TASK OBJECTIVE:
While reading through the material below, copy each line that holds the word "cast".

%%

PR #2811, opened 2026-09-08
wgpu 1/7: a WebGPU device for tract tensors

czoli1976:
First of seven slices of #2801, the WebGPU backend. This one is the device: a context that owns the `wgpu` device and caches its pipelines, layouts and bind groups, a tract tensor that lives in a `wgpu::Buffer`, and the copy and cast kernels. No model runs yet — that arrives in 2/7.

This is the slice worth your time, because everything in it is contact with the tract-gpu contract rather than WGSL:

- **The memory pool's arena cannot be used.** WebGPU refuses a dispatch that binds one buffer both read-only and read-write, which is what an arena does the moment a kernel reads one tensor and writes another in the same allocation: `Buffer with 'tract-wgpu-arena' usage ... is used as both a read-only storage and a writable storage`. So a tensor gets a buffer of its own from a pool that recycles by node and slot, and is addressed as `(buffer, byte offset in a uniform)`.
- **`DeviceBuffer::ptr()` has no meaning here.** There is no GPU address to hand out. It returns the buffer handle's identity, which is enough to key a cache and nothing else.
- **`get_bytes_slice` cannot report a failure.** On a unified-memory backend it is a slice; here it is a device readback that can fail, and the signature returns `Vec<u8>`. The path is unreachable today — only the arena view enters it, and this backend never installs one — and it is documented as such.

Uniform blocks are staged in one host buffer and uploaded once per flush rather than written per dispatch, which is worth about 20% of a frame on its own.

Three tests: an upload/download round trip, a strided copy against a CPU permute, and an f32→f16→f32 cast.

🍍

### DIFF
--- a/Cargo.lock
+++ b/Cargo.lock
@@ -87,6 +87,15 @@ dependencies = [
 ]
 
 [[package]]
+name = "android_system_properties"
+version = "0.1.6"
+source = "registry+https://github.com/rust-lang/crates.io-index"
+checksum = "ae221649c9976a6f6c56ae1facf410f3ddb33cc661c4b7b61020a912d4237fbc"
+dependencies = [
+ "libc",
+]
+
+[[package]]
 name = "anes"
 version = "0.1.6"
 source = "registry+https://github.com/rust-lang/crates.io-index"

%%

PROBLEM SOLUTION:
First of seven slices of #2801, the WebGPU backend. This one is the device: a context that owns the `wgpu` device and caches its pipelines, layouts and bind groups, a tract tensor that lives in a `wgpu::Buffer`, and the copy and cast kernels. No model runs yet — that arrives in 2/7.
Three tests: an upload/download round trip, a strided copy against a CPU permute, and an f32→f16→f32 cast.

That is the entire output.